● **Collected data entries**
********************
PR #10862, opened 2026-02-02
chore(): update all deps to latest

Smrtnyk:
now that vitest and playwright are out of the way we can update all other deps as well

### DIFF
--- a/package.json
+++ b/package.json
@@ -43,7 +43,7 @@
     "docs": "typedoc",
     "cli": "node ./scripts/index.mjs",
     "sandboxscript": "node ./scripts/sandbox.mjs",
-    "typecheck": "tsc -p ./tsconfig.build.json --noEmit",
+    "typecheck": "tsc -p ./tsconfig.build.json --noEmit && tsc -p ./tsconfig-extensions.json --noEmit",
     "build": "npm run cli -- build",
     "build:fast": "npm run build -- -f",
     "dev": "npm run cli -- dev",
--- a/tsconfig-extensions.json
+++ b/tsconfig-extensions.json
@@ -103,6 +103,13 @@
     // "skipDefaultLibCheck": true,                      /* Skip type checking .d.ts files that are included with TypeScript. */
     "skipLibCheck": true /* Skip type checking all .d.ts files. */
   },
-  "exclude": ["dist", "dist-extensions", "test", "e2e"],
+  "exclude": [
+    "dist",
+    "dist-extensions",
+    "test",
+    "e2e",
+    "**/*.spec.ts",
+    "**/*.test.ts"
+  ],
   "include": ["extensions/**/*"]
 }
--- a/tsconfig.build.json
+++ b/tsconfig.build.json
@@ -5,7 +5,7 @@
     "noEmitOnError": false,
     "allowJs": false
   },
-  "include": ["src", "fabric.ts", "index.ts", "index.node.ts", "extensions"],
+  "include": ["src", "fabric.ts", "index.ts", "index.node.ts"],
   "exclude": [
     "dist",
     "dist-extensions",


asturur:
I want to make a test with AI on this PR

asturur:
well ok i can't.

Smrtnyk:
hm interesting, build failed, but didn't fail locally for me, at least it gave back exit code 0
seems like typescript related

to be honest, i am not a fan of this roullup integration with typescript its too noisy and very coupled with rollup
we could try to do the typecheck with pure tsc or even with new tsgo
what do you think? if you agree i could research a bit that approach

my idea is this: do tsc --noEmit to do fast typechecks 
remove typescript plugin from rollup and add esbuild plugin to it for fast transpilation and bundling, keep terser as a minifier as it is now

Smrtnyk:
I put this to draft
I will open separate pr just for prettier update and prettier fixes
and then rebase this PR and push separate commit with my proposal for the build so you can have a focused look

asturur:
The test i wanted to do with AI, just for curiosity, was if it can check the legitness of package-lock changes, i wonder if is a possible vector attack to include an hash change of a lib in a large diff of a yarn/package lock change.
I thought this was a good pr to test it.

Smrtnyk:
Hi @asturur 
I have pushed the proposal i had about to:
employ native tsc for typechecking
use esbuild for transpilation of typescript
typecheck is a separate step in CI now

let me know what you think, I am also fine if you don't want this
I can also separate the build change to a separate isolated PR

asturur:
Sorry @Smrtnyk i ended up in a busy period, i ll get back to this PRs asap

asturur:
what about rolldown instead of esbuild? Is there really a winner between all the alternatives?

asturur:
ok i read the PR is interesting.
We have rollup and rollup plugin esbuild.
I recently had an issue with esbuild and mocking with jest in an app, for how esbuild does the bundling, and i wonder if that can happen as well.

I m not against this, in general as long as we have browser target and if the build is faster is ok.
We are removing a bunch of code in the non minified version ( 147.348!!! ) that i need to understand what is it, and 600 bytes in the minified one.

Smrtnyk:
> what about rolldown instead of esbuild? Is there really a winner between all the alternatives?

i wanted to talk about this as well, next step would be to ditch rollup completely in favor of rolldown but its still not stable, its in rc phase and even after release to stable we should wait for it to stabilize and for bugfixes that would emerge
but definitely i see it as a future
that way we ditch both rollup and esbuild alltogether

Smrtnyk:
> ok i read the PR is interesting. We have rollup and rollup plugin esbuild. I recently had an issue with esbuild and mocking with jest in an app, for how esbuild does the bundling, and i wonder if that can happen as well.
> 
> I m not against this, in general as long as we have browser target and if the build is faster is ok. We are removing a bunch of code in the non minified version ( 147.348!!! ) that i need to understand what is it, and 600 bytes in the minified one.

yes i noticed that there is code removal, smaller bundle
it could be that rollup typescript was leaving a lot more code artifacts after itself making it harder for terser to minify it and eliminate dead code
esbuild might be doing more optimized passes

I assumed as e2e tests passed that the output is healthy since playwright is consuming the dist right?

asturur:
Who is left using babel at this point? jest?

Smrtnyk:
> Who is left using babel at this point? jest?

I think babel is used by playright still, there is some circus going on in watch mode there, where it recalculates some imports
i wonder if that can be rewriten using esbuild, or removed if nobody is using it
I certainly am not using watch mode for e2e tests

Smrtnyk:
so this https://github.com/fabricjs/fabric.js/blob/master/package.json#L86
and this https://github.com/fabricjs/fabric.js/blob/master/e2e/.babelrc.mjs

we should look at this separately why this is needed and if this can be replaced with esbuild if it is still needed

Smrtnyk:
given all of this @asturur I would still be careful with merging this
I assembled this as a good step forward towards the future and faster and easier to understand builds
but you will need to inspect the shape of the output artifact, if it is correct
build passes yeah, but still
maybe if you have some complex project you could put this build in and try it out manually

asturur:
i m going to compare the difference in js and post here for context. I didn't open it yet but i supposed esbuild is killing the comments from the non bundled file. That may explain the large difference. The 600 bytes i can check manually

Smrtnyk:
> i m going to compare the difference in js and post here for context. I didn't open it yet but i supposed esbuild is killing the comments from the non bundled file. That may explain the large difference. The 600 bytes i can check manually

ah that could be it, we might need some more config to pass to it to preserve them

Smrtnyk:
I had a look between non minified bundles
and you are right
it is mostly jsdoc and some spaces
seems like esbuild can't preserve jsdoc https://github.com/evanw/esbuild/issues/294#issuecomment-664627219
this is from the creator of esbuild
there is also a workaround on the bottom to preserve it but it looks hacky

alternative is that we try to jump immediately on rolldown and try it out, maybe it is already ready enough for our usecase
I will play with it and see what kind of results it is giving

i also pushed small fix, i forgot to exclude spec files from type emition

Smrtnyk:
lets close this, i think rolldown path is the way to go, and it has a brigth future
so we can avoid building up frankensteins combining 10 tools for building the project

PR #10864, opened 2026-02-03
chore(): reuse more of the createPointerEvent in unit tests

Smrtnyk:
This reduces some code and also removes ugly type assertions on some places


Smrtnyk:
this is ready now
********************
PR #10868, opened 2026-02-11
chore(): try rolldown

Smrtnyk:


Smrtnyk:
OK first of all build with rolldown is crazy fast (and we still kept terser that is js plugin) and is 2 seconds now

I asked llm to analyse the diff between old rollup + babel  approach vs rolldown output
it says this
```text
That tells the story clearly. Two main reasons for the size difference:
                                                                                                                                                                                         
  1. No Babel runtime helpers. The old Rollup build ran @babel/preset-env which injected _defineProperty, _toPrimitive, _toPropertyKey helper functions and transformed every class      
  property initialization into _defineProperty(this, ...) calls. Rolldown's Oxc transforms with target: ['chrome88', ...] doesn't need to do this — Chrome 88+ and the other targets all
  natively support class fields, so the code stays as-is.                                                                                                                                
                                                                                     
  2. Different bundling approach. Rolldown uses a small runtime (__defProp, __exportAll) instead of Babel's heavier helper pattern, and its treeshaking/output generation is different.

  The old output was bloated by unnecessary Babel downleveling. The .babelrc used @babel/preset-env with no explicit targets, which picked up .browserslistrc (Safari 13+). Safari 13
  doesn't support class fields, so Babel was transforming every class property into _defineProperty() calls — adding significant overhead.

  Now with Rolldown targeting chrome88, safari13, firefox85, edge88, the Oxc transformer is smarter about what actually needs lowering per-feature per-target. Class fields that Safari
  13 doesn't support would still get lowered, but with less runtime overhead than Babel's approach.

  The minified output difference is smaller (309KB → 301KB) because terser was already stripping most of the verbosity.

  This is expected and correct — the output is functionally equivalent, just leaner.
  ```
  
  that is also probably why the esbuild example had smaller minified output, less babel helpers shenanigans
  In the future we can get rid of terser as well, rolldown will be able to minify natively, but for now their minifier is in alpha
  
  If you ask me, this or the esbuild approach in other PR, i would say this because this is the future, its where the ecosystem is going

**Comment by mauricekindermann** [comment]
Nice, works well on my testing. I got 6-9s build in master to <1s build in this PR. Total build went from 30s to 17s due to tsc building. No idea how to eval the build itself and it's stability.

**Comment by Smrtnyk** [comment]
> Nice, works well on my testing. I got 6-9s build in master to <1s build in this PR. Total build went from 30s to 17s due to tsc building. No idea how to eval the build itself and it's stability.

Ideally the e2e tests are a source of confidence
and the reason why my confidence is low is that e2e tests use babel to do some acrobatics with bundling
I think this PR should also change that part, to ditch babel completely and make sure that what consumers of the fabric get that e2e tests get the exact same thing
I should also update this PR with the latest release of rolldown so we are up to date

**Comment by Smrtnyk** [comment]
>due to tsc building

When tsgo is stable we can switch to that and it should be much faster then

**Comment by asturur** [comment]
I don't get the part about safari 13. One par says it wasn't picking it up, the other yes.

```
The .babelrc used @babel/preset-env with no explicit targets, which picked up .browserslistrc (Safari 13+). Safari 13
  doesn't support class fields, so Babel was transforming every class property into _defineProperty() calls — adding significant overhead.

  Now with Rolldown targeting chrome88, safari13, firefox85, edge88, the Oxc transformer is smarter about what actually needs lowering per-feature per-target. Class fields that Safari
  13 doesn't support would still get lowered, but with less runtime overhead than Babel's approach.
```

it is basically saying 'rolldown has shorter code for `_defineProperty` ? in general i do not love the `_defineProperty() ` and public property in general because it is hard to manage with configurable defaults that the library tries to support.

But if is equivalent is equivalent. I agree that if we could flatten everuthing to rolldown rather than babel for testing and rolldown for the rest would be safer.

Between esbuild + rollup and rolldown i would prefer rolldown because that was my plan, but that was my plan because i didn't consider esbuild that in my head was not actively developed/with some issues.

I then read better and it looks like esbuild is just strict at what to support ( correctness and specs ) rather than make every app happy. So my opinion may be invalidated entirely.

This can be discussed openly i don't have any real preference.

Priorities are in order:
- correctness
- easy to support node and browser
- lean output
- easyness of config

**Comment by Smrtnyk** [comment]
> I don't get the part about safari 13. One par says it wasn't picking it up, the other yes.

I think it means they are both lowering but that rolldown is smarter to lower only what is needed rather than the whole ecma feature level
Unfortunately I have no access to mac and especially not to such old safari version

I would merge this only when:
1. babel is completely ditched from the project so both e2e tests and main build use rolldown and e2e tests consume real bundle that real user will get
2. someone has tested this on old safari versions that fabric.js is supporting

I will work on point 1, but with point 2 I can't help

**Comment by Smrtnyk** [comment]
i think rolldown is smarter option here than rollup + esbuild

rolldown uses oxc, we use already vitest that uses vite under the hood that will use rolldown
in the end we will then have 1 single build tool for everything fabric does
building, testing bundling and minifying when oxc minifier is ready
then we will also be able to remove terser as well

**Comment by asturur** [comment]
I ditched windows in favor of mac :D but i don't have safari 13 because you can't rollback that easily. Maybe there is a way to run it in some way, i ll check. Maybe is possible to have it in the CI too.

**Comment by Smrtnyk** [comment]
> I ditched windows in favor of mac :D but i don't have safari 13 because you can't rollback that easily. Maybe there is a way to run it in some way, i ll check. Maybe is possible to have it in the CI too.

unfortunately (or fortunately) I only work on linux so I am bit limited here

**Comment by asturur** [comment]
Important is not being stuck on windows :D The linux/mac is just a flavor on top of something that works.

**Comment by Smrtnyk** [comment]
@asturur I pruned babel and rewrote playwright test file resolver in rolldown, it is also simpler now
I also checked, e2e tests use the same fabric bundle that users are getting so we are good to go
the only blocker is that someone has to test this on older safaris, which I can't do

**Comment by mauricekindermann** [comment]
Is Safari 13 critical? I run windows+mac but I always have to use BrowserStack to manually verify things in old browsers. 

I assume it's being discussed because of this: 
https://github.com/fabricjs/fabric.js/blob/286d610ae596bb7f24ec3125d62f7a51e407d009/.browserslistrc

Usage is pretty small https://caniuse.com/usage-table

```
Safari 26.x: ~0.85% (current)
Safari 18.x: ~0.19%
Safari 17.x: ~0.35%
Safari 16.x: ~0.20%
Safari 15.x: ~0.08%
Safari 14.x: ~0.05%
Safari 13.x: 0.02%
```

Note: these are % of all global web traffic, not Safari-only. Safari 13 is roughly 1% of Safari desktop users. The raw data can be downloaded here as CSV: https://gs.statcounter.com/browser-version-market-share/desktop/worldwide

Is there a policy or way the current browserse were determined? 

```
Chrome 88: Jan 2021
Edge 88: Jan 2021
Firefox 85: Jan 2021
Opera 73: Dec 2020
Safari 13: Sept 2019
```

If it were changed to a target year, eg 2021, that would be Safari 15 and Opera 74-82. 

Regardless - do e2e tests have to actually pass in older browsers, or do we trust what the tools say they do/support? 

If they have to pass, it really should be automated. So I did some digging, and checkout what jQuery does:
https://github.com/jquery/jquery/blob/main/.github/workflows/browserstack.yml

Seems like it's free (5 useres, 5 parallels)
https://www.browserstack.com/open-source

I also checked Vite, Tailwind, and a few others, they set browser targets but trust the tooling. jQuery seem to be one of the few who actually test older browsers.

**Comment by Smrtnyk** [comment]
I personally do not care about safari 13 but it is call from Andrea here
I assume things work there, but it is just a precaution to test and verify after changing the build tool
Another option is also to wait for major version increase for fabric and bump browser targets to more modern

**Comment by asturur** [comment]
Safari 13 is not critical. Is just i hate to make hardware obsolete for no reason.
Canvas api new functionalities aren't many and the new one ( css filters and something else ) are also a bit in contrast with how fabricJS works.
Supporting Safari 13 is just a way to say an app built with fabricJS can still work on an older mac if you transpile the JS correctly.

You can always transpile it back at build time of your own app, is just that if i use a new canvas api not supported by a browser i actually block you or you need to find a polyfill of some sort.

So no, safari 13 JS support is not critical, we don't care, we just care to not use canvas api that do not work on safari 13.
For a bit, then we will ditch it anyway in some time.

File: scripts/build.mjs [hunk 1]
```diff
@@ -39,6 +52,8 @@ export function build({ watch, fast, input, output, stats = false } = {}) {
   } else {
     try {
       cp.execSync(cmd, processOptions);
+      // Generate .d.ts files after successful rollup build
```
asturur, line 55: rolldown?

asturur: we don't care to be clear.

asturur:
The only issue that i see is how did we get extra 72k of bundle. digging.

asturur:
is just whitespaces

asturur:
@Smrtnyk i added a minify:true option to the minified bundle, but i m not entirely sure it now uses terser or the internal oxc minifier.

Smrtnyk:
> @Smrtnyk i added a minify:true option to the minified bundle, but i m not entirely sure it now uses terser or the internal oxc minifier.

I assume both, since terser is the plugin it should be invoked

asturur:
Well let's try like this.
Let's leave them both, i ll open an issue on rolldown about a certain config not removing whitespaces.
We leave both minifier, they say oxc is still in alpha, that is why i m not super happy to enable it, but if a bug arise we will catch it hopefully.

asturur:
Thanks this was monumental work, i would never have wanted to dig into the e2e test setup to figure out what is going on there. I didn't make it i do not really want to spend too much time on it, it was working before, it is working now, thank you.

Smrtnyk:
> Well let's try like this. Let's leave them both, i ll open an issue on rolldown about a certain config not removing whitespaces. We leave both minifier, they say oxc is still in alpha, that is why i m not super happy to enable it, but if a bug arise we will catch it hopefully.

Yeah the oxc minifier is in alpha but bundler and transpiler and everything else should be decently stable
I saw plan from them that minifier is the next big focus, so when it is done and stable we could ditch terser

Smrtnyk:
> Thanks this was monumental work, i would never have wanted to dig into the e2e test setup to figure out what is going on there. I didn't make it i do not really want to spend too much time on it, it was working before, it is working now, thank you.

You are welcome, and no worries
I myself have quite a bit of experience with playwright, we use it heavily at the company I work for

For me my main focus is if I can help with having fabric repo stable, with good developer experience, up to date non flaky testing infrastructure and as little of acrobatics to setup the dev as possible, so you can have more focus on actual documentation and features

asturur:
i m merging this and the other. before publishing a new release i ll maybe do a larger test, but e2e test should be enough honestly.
********************
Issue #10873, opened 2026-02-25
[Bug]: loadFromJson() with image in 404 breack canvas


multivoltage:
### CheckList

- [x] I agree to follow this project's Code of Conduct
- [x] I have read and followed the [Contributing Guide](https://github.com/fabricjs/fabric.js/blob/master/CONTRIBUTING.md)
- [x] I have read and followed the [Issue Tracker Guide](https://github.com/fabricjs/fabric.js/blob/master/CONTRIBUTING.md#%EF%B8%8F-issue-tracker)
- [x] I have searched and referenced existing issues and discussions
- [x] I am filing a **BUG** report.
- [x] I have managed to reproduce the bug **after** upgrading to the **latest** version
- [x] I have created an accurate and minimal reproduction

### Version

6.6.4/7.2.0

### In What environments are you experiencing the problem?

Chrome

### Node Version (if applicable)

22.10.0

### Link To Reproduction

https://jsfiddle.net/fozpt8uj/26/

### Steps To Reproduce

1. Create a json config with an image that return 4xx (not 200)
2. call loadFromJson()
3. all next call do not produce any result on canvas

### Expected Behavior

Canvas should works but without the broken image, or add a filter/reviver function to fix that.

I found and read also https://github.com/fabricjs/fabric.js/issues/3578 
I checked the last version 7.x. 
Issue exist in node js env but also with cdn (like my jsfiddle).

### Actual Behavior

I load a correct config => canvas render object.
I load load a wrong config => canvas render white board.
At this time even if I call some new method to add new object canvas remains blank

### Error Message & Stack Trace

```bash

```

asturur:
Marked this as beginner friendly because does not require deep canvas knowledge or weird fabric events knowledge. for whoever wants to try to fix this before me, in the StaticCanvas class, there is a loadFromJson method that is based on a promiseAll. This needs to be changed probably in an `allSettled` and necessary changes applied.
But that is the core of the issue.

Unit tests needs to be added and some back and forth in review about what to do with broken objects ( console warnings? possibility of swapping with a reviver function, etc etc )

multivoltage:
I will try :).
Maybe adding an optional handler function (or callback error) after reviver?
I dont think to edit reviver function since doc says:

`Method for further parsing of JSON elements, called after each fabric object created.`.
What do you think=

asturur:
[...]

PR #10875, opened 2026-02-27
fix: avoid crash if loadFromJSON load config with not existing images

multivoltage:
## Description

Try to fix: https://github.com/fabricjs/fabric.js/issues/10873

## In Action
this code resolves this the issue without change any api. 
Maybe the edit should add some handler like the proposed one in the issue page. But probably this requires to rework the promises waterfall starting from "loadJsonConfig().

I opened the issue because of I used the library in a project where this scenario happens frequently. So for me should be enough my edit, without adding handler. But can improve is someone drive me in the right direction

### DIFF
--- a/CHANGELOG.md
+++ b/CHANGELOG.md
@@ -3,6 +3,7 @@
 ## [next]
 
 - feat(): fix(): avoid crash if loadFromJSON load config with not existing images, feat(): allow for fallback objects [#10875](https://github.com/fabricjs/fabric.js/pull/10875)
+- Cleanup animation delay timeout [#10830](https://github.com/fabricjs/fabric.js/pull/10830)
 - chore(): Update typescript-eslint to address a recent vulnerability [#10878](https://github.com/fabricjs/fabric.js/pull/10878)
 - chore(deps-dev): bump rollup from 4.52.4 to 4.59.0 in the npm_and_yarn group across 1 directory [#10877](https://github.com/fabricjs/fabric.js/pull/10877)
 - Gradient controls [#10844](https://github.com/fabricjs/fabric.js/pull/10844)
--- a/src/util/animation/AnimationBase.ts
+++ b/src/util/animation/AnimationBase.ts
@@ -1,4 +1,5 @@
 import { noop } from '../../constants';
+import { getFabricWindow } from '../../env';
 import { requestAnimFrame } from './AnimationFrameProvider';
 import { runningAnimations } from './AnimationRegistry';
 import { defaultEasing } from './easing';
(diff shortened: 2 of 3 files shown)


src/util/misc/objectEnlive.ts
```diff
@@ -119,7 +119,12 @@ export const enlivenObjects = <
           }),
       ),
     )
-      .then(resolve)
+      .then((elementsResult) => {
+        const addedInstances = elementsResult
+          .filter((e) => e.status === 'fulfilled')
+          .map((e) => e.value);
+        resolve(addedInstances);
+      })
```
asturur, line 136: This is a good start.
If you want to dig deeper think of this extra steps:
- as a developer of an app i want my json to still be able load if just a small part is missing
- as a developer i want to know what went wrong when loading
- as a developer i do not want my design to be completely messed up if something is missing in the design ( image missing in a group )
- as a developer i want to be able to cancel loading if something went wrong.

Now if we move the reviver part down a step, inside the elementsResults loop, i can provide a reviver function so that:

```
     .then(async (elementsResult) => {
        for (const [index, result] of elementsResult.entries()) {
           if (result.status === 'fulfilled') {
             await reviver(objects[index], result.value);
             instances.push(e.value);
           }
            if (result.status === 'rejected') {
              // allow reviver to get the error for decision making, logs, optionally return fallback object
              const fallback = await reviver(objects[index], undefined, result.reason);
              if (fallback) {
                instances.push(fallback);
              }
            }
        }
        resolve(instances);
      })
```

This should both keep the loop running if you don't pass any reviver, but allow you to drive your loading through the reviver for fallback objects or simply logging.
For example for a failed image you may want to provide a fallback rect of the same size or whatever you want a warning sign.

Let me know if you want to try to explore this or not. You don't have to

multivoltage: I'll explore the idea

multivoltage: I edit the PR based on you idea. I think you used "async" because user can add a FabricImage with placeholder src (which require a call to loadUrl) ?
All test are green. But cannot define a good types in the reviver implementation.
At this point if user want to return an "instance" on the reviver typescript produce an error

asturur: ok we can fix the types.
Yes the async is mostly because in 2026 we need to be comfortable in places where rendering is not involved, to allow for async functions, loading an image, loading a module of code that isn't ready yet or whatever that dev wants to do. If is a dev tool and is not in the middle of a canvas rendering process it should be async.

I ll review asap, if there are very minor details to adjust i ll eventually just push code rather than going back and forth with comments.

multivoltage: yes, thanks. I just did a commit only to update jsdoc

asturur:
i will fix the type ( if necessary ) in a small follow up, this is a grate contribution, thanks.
********************
● **Exercise prompt**
All lines above containing the string "pushed" are to be collected.

● **Exercise solution**
I have pushed the proposal i had about to:
i also pushed small fix, i forgot to exclude spec files from type emition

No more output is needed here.